Main lab
Data
In most of the exercises, we will use RNA-seq data (Illumina short reads) from the dataset GSE131032 Czarnewski et al (2019) Nat Comm.
To elucidated through an unbiased manner which genes and pathways are differentially regulated during mouse colonic inflammation followed by a tissue regeneration phase. In particular, we took advantage of the widely used dextran sodium sulfate (DSS)-induced model of colitis. This model is one of the few characterized by a phase of damage followed by a phase of regeneration. Therefore, this model gave the possibility to identify also sets of genes essential in the regeneration phase, a key step towards the resolution of the inflammation. In short, mice were exposed to DSS in the drinking water for 7 days, then allowed to recover for the following 7 days.
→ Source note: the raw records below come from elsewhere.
PR #5260, opened 2024-03-14
zone bundle tests fail on ZFS pool with 4K sectors (ashift=12)

jclulow:
There is a subtle and somewhat tedious to debug failure in the zone bundle tests due to our attempt to set a vanishingly small (32KB!) quota on a dataset.  This appears to work on a system with a ZFS pool that has an **ashift** value of **9** (i.e., 512 byte sectors); it fails catastrophically on a pool with an **ashift** of **12**, though.

The original test was trying to do this:

```
/usr/sbin/zfs create \
    -o quota=32768 \
    -o mountpoint=/pool/int/0aafdcd5-03ed-4d3f-ae3f-6a94cd313025/debug/bundle/zone \
     rpool/0aafdcd5-03ed-4d3f-ae3f-6a94cd313025
```

Dataset creation would fail with this error message:

```
cannot create 'rpool/0aafdcd5-03ed-4d3f-ae3f-6a94cd313025': out of space
```

This is clearly not accurate, as the pool was indeed mostly empty at the time.  If one were instead to create the dataset _without_ a quota, but then apply a quota as a second step, the error message is more revealing:

```
cannot set property for 'rpool/0aafdcd5-03ed-4d3f-ae3f-6a94cd313025': size is less than current used or reserved space
```

There is clearly room for improvement in the error message of `zfs create`, but at least we know what's wrong.  Bumping the quota to a much larger value will mean we don't see this error regardless of any sector size we are likely to see for a long time.

(I found this a few months ago as part of trying to get CI moved from AWS onto Propolis running on bench Gimlets, and am finally getting it cleaned up for integration.)

### DIFF
--- a/sled-agent/src/zone_bundle.rs
+++ b/sled-agent/src/zone_bundle.rs
@@ -2014,6 +2014,7 @@ mod tests {
     use super::ZoneBundleMetadata;
     use chrono::TimeZone;
     use chrono::Utc;
+    use rand::RngCore;
 
     #[test]
     fn test_sort_zone_bundle_cause() {
@@ -2176,7 +2177,9 @@ mod illumos_tests {
     use super::ZoneBundler;
     use super::ZFS;
     use anyhow::Context;
+    use chrono::DateTime;
     use chrono::TimeZone;
+    use chrono::Timelike;
     use chrono::Utc;
     use illumos_utils::zpool::ZpoolName;
     use sled_storage::disk::RawDisk;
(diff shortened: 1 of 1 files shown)


leftwo:
Just dropped by to point out:
`a subtle and somewhat tedious to debug failure ...due to our attempt to set a ... quota on a dataset.`
And, the solution:
`Bumping the quota to a much larger value`
That's all.

rcgoodfellow (approved):
LGTM

PR #5270, opened 2024-03-15
[reconfigurator] use tabled to display blueprints and diffs

sunshowers:
While developing #5238, I noticed that the output was getting significantly busier and less aligned. I decided to prototype out using `tabled` to display outputs, and I really liked the results.

Examples that cover all of the cases are included in the PR. In the future I'd also like to add color support on the CLI, and expand it to inventory and `omdb` (it's similar except it doesn't have the zone policy table).

Some other changes that are bundled into this PR:

* Sort by (zone type, zone ID) rather than zone ID, to keep zones of the same type grouped together.
* Moved unchanged data to the top to allow users to see less scrollback.
* Moved metadata to the bottom for the same reason.
* Add information about the zone config being changed.
* Change `Blueprint::diff_sleds` and `Blueprint::diff_sleds_from_collection` to `Blueprint::diff_since_blueprint` and `diff_since_collection` recently. 
* Reordered `diff_since_blueprint`'s arguments so that `self` is after and the argument is before, to align with `diff_since_collection`. (I found that surprising!)
* Renamed the diff type from `OmicronZonesDiff` to `BlueprintDiff`, since it's going to contain a lot more than zones.
* Return an error from the diff methods, specifically if the before and after have the same zone ID but different types.

Depends on #5238 and #5341.

TODO:

- [x] blueprints
- [x] diffs
- [x] show warning for modified sleds without a generation bump
- [x] move metadata to end
- [x] show DNS metadata in a table?
- [x] update PR summary above


nexus/reconfigurator/planning/tests/output/planner_nonprovisionable_1_2.txt
```diff
@@ -1,86 +1,102 @@
...
-+         87c299eb-470e-4b6d-b8c7-6759694e66b6 in service     nexus [underlay IP fd00:1122:3344:101::30] (added)
-+         c72b7930-0580-4f00-93b9-8cba2c8d344e in service     nexus [underlay IP fd00:1122:3344:101::2d] (added)
-+         d0095508-bdb8-4faf-b091-964276a20b15 in service     nexus [underlay IP fd00:1122:3344:101::31] (added)
-+         ff422442-4b31-4ade-a11a-9e5a25f0404c in service     nexus [underlay IP fd00:1122:3344:101::2f] (added)
+from: blueprint 55502b1b-e255-438b-a16a-2680a4b5f962
+-       external DNS version: 1
+-       internal DNS version: 1
+to:   blueprint 9f71f5d3-a272-4382-9154-6ea2e171a6c6
++       external DNS version: 1
++       internal DNS version: 1
```
sunshowers, line 6: Also included this kind of metadata.

clients/sled-agent-client/src/lib.rs
```diff
@@ -52,25 +53,62 @@ impl Eq for types::OmicronZoneConfig {}
 impl Eq for types::OmicronZoneType {}
 impl Eq for types::OmicronZoneDataset {}
 
+/// Like [`types::OmicronZoneType`], but without any associated data.
+///
+/// The [`fmt::Display`] impl for this type is a human-readable label, meant
+/// for testing and reporting.
+#[derive(Debug, Clone, Copy, PartialEq, Eq, Hash, PartialOrd, Ord)]
+pub enum ZoneTag {
```
jgallagher, line 61: I have also wanted something like this. FWIW we also have `nexus_db_model::ServiceKind`, which is _almost_ the same (it has cases for a couple services within the switch zone, but not all, and doesn't distinguish boundary from internal NTP). I wonder if those can be unified. I don't think that fits in the scope of this PR, but curious if you have thoughts.

nexus/types/src/deployment.rs
```diff
@@ -828,3 +794,484 @@ pub struct UnstableReconfiguratorState {
...
+                            "{REMOVED_PREFIX}{SLED_SUBHEAD_INDENT}removed zones:"
+                        ));
+                    }
+                    builder.push_zone_record(
+                        format!("{REMOVED_PREFIX}{ZONE_INDENT}"),
+                        zone,
+                    );
+                }
+
+                // First print out all changed zones.
```
jgallagher, line 907: Tiny nit - this is second after printing all removed zones

nexus/types/src/deployment.rs
```diff
@@ -828,3 +794,484 @@ pub struct UnstableReconfiguratorState {
...
+        }
+
+        if before.config.zone_type != after.config.zone_type {
+            // There are two cases here:
+            // 1. The zone type changed (we don't expect this to happen)
+            // 2. The zone type did not change, but some of the configuration
+            //    parameters inside changed. We need to add additional text to
+            //    make that clearer.
+            //
+            // TODO: also print out the exact bits of configuration that
```
jgallagher, line 1122: Do you want to do this on this PR, in a followup, or file an issue for someone to pick up later? (I have no preference between these - the old format also didn't show the details here, right?)

jgallagher (commented):
Looks great to me!

nexus/reconfigurator/planning/tests/output/planner_nonprovisionable_1_2.txt
sunshowers: Sure, happy to move it to the bottom.

clients/sled-agent-client/src/lib.rs
sunshowers: Yeah I did find that enum. This felt like it was doing almost the same thing, but not quite, and I'm not entirely sure how to unify the two.

Maybe we should move `ZoneTag` next to `ServiceType` though, and document the differences, to make future archeologists wonder less.

nexus/types/src/deployment.rs
sunshowers: Definitely in a follow up, will file an issue for this. A question that immediately occurs to me is: why are diffs special, why not display all the configs for everything? Maybe we should have an extended mode in the displayer to make that possible.

clients/sled-agent-client/src/lib.rs
davepacheco: What do you think about calling this `Kind`?  That's what we call it elsewhere and "tag" could mean a lot of different hings.  ("kind" can too but at least I'd expect a thing to have only one "kind", whereas it may have many tags.)

According to dbinit.sql, the database `service_kind` enum ought to be used only for the services table, which I think does not contain switch zone services (this is from dogfood):

```
> select distinct kind from service;
       kind
-------------------
  clickhouse
  cockroach
  crucible
  crucible_pantry
  external_dns
  internal_dns
  nexus
  ntp
  oximeter
(9 rows)


```

and the certificates table (which I think currently only supports Nexus as the service kind).  Maybe we can drop `ServiceKind` when we drop the `services` table and be left with just this one?

nexus/reconfigurator/planning/tests/output/planner_basic_add_sled_2_3.txt
```diff
@@ -1,48 +1,61 @@
...
-          af322036-371f-437c-8c08-7f40f3f1403b in service     crucible [underlay IP fd00:1122:3344:102::23] (unchanged)
-          d637264f-6f40-44c2-8b7e-a179430210d2 in service     crucible [underlay IP fd00:1122:3344:102::25] (unchanged)
-          dce226c9-7373-4bfa-8a94-79dc472857a6 in service     crucible [underlay IP fd00:1122:3344:102::27] (unchanged)
-          edabedf3-839c-488d-ad6f-508ffa864674 in service     crucible [underlay IP fd00:1122:3344:102::24] (unchanged)
-+ sled b59ec570-2abb-4017-80ce-129d94e7a025 (added)
-+     zone config generation 2
-+         2d73d30e-ca47-46a8-9c12-917d4ab824b6 in service     internal_ntp [underlay IP fd00:1122:3344:104::21] (added)
+from: blueprint 979ef428-0bdd-4622-8a72-0719e942b415
+-       external DNS version: 1
+-       internal DNS version: 1
```
davepacheco, line 3: It seems like this shouldn't go in between the "from"/"to" labels.  (Or, why would DNS be different than the zones in this way?)

nexus/reconfigurator/planning/tests/output/planner_nonprovisionable_2_2a.txt
```diff
@@ -0,0 +1,106 @@
...
+                                                                                                                
+~      changed zones:                                                                                           
+~        19fbc4f8-a683-4f22-8f5a-e74782b935be  :  policy        in service             -> not in service        
+                                               :  zone type     crucible                  (unchanged)           
+                                               :  underlay IP   fd00:1122:3344:105::26    (unchanged)           
+~        6dff7633-66bb-4924-a6ff-2c896e66964b  :  policy        in service                (unchanged)           
+                                               :  zone type     nexus                     (config changed)      
+                                               :  underlay IP   fd00:1122:3344:105::22    (unchanged)           
+~        7f4e9f9f-08f8-4d14-885d-e977c05525ad  :  policy        in service                (unchanged)           
+                                               :  zone type     internal_ntp              (unchanged)
```
davepacheco, line 36: I don't think the zone type can ever change (I think we should mandate that)

nexus/reconfigurator/planning/tests/output/planner_nonprovisionable_bp2.txt
```diff
@@ -0,0 +1,95 @@
+blueprint  9f71f5d3-a272-4382-9154-6ea2e171a6c6
+parent:    55502b1b-e255-438b-a16a-2680a4b5f962
+created by add more Nexus
```
davepacheco, line 3: In whatever generates this, I think `"add more Nexus"` was probably meant for the `comment` field but got stuffed into the `creator` field.

nexus/types/src/deployment.rs
```diff
@@ -254,6 +254,18 @@ impl Blueprint {
     pub fn display(&self) -> BlueprintDisplay<'_> {
         BlueprintDisplay { blueprint: self }
     }
+
+    // ---
+    // Helper methods
+    // ---
+
+    fn diff_metadata(&self) -> BlueprintDiffMetadata {
```
davepacheco, line 262: What exactly is "metadata" (or: why are the internal and external DNS not just "another part of the blueprint" like zones and future stuff like which host OS should be running on which sleds, etc)?

davepacheco (commented):
Thanks for doing this.  I was ambivalent but I think I've come around.

I *really* like that we're testing the blueprint diff output.

Some parts definitely look nicer.

My complaints are all nitty preference on the output format (but then again, the point of the PR is to change the output format for clarity so hopefully this isn't too out of place).  My first reaction was: this looks a lot less like diff(1) output and I find it quite a lot harder to skim and scan it.  I had tried to write up why but then took another look at the raw files instead of the GitHub diff and I think it's not so bad.

I do prefer left-aligned (or even right-aligned) columns to center-aligned.  I think this is probably just convention burned into my brain more than anything -- I don't think I've seen many terminal tools that center-align columns and I'm not used to searching for tokens (like `nexus`) in the middle of a column.

sunshowers:
> My complaints are all nitty preference on the output format (but then again, the point of the PR is to change the output format for clarity so hopefully this isn't too out of place).

Absolutely! I really want to make things better for all of us, and feedback is really welcome. I've already incorporated some of your feedback. (And yes -- I do think it looks better in the terminal when I'm actually developing against it, the visual separation makes things really easy to parse.) And as always, we can keep iterating on this. Thanks for being so receptive :)

clients/sled-agent-client/src/lib.rs
sunshowers: Good point about kind vs tag -- I also think of entities as potentially having many tags.

I was hesitating to call it `ZoneKind` because of `ServiceKind`. And I saw a survey on some social media (maybe Fediverse) a while ago where Rust devs were being polled for how they name parallel enums without associated data -- `Kind` and `Tag` were the top two results. But if we just drop `ServiceKind` that becomes moot and `ZoneKind` is better.

sunshowers: Changed this to `ZoneKind.

nexus/types/src/deployment.rs
sunshowers: Fixed, thanks.

nexus/reconfigurator/planning/tests/output/planner_nonprovisionable_2_2a.txt
sunshowers: Done by eagerly computing the diff and returning an error if the zone type changes.

nexus/reconfigurator/planning/tests/output/planner_basic_add_sled_2_3.txt
sunshowers: Hmmm -- so are you saying this should also be a table?

davepacheco: I don't know?  It's more about the order of things.  Right now it's:

```
from: blueprint 1 label
     some stuff from blueprint1 that may have changed (the DNS stuff)
to: blueprint 2 label
     some stuff from blueprint2 that may have changed (the DNS stuff)

more stuff from blueprint1 that may have changed (the non-DNS stuff)
more stuff from blueprint2 that may have changed (the non-DNS stuff)
```

It makes it look like the DNS stuff is part of the identifying information about the blueprint, but I think of it as just another part of the blueprint contents.  I'd expect it to look more like:

```
from: blueprint1 label
to: blueprint2 label

DNS changes from blueprint1 to blueprint2
Omicron zone changes from blueprint1 to blueprint2
... (other changes from blueprint1 to blueprint2)
```

or more concretely instead of:

```
from: blueprint 979ef428-0bdd-4622-8a72-0719e942b415
-       external DNS version: 1
-       internal DNS version: 1
to:   blueprint 4171ad05-89dd-474b-846b-b007e4346366
+       external DNS version: 1
+       internal DNS version: 1

zones:
```

it'd be:

```
from: blueprint 979ef428-0bdd-4622-8a72-0719e942b415
to:   blueprint 4171ad05-89dd-474b-846b-b007e4346366

DNS:
    - internal DNS version: 1
    + internal DNS version: 2
    - external DNS version: 1
    + external DNS version: 2

zones:
```

(or something more concise if we want, like `internal DNS version: 1 -> 2`, but the point is that "from"/"to" would be the top two lines)

nexus/reconfigurator/planning/tests/output/planner_nonprovisionable_bp2.txt
sunshowers: Hmm, looks like this was set in the planner, which doesn't let you set comments externally. I'll change this to be clearer.

nexus/reconfigurator/planning/tests/output/planner_basic_add_sled_2_3.txt
sunshowers: Ahh, I see what you mean -- misunderstood earlier. That definitely makes sense, and I'll include it with @jgallagher's suggestion to move this metadata to the bottom.

nexus/types/src/deployment.rs
sunshowers: So I needed an abstraction to represent that:

* the "before" of a diff can be either a collection or a blueprint
* the "after" is always a blueprint
* the blueprint has stuff associated with it that collections don't.

So `DiffBlueprintMetadata` consists of all the blueprint-specific things, and there's also a `DiffBeforeMetadata` that has `Collection` and `Blueprint` variants.

nexus/reconfigurator/planning/tests/output/planner_basic_add_sled_2_3.txt
sunshowers: Done, and moved to the end.

nexus/reconfigurator/planning/tests/output/planner_nonprovisionable_1_2.txt
sunshowers: Done.

sunshowers:
This ended up being expanded quite substantially after all the feedback was incorporated, but I'm pretty happy overall with the way it generally looks.

I'll go over with some final ideas tomorrow morning, then put it up for another round of review.

nexus/reconfigurator/planning/tests/output/planner_nonprovisionable_bp2.txt
sunshowers: Changed these.

sunshowers:
Showed this to @smklein this morning, who had a bunch of really great suggestions. In particular, we figured out a much better way to show modified zones -- really happy with the current iteration.

nexus/reconfigurator/planning/tests/output/planner_nonprovisionable_2_2a.txt
```diff
@@ -0,0 +1,102 @@
...
+     crucible       e98cc0de-abf6-4da4-a20d-d05c7a9bb1d7   in service    fd00:1122:3344:105::2b             
+     crucible       f55e6aaf-e8fc-4913-9e3c-8cd1bd4bdad3   in service    fd00:1122:3344:105::29             
+-    crucible       4f1ce8a2-d3a5-4a38-be4c-9817de52db37   in service    fd00:1122:3344:105::2c   removed   
+-    crucible       19fbc4f8-a683-4f22-8f5a-e74782b935be   in service    fd00:1122:3344:105::26   modified  
++     └─                                                   quiesced      fd00:1122:3344:105::26             
+-    internal_ntp   7f4e9f9f-08f8-4d14-885d-e977c05525ad   in service    fd00:1122:3344:105::21   modified  
++     └─                                                   in service    fd01:1122:3344:105::21             
+-    nexus          6dff7633-66bb-4924-a6ff-2c896e66964b   in service    fd00:1122:3344:105::22   modified  
++     ├─                                                   in service    fd00:1122:3344:105::22             
+*     └─ zone type config changed
```
sunshowers, line 84: I skipped over all the columns that must inherently be the same over here.

jgallagher (commented):
Changes LGTM - just a few questions on some of the output files

nexus/reconfigurator/planning/tests/output/planner_nonprovisionable_2_2a.txt
```diff
@@ -0,0 +1,102 @@
...
+     crucible       93b137a1-a1d6-4b5b-b2cb-21a9f11e2883   in service    fd00:1122:3344:105::23           
+     crucible       9f0abbad-dbd3-4d43-9675-78092217ffd9   in service    fd00:1122:3344:105::25           
+     crucible       b0c63f48-01ea-4aae-bb26-fb0dd59d1662   in service    fd00:1122:3344:105::28           
+     crucible       c406da50-34b9-4bb4-a460-8f49875d2a6a   in service    fd00:1122:3344:105::24           
+     crucible       d660d7ed-28c0-45ae-9ace-dc3ecf7e8786   in service    fd00:1122:3344:105::2a           
+     crucible       e98cc0de-abf6-4da4-a20d-d05c7a9bb1d7   in service    fd00:1122:3344:105::2b           
+     crucible       f55e6aaf-e8fc-4913-9e3c-8cd1bd4bdad3   in service    fd00:1122:3344:105::29           
+-    crucible       4f1ce8a2-d3a5-4a38-be4c-9817de52db37   in service    fd00:1122:3344:105::2c  removed  
+-    crucible       19fbc4f8-a683-4f22-8f5a-e74782b935be   in service    fd00:1122:3344:105::26  modified 
++     └─                                                   quiesced      fd00:1122:3344:105::26
```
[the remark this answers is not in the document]
sunshowers: Hmm, so my philosophy here was to skip the things that are _necessarily_ the same, while showing the things that could possibly be different even if they were in reality the same.

If this is too confusing, maybe we should always add a second line explaining what changed.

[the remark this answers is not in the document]
jgallagher: Are there properties that we don't display at all that could still result in a `modified` zone?

> If this is too confusing, maybe we should always add a second line explaining what changed.

I _think_ I'm in favor of this, but I'm not completely sure - if you or others think it's overkill, I'd be fine with that.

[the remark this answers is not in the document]
sunshowers: > Are there properties that we don't display at all that could still result in a modified zone?

The only other case is zone type configs, and we display a "zone type config changed" message for that. So we'd potentially club together the other things that have changed as part of that.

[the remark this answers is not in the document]
sunshowers: Made this change, like it a lot how it makes what changed quite clear.

nexus/reconfigurator/planning/tests/output/planner_nonprovisionable_2_2a.txt
```diff
@@ -0,0 +1,102 @@
...
+     crucible       b0c63f48-01ea-4aae-bb26-fb0dd59d1662   in service    fd00:1122:3344:105::28           
+     crucible       c406da50-34b9-4bb4-a460-8f49875d2a6a   in service    fd00:1122:3344:105::24           
+     crucible       d660d7ed-28c0-45ae-9ace-dc3ecf7e8786   in service    fd00:1122:3344:105::2a           
+     crucible       e98cc0de-abf6-4da4-a20d-d05c7a9bb1d7   in service    fd00:1122:3344:105::2b           
+     crucible       f55e6aaf-e8fc-4913-9e3c-8cd1bd4bdad3   in service    fd00:1122:3344:105::29           
+-    crucible       4f1ce8a2-d3a5-4a38-be4c-9817de52db37   in service    fd00:1122:3344:105::2c  removed  
+-    crucible       19fbc4f8-a683-4f22-8f5a-e74782b935be   in service    fd00:1122:3344:105::26  modified 
++     └─                                                   quiesced      fd00:1122:3344:105::26           
+-    internal_ntp   7f4e9f9f-08f8-4d14-885d-e977c05525ad   in service    fd00:1122:3344:105::21  modified 
++     └─                                                   in service    fd01:1122:3344:105::21
```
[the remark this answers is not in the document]
sunshowers: Addressed via making it more obvious what changed.

nexus/reconfigurator/planning/tests/output/blueprint_builder_initial_diff.txt
```diff
@@ -0,0 +1,54 @@
...
+     crucible       b3583b5f-4a62-4471-9be7-41e61578de4c   in service    fd00:1122:3344:102::2a         
+     crucible       bac92034-b9e6-4e8b-9ffb-dbba9caec88d   in service    fd00:1122:3344:102::28         
+     crucible       d9653001-f671-4905-a410-6a7abc358318   in service    fd00:1122:3344:102::2b         
+     crucible       edaca77e-5806-446a-b00c-125962cd551d   in service    fd00:1122:3344:102::26         
+     internal_ntp   aac3ab51-9e2b-4605-9bf6-e3eb3681c2b5   in service    fd00:1122:3344:102::21         
+     nexus          29278a22-1ba1-4117-bfdb-39fcb9ae7fd1   in service    fd00:1122:3344:102::22         
+
+  METADATA:
++   internal DNS version:  1 (new)
++   external DNS version:  1 (new)
```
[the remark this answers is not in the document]
sunshowers: Yeah it is a quirk of that. Changed the note to "expected no non-trivial changes", and also made it clearer that these things are not present in collections.

nexus/types/src/deployment.rs
sunshowers: Updated this to the `BlueprintMetadata` that was added later.

sunshowers:
@jgallagher accepted this over chat (doesn't have access to GH right now), so landing.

During this period, we collected colonic tissue samples every second day to then be analyzed by RNA sequencing (RNA-seq). Next, we performed a RNA-seq analysis from colonic samples throughout the experiment and computed differentially expressed genes (DEGs) taking the complete kinetics of expression into consideration for p-value estimation using EdgeR.
For this course, downsampled FASTQ files from this dataset from 2 experimental groups (day00 and day07, 3 samples each) will be used in the labs on read mapping, transcript assembly, visualization, quality control and differential expression. There are many relevant questions that could be asked based on these measurements, from several quality checks to understanding biological insignts.
Quality control
Before doing any other analysis on mapped RNA-seq reads it is always important to do quality control of your mapped reads and that you do not have any obvious errors in your RNA-seq data.
Mapping
This section contains information on how to map reads to a reference genome using splice-aware aligner STAR and HISAT2.
Post-alignment QC
After alignment, the BAM files are inspected for various alignment metrics. Some of these include the number of reads mapped, number of unmapped reads, regions in the reference that reads map to, gene body coverage, signs of DNA contamination etc.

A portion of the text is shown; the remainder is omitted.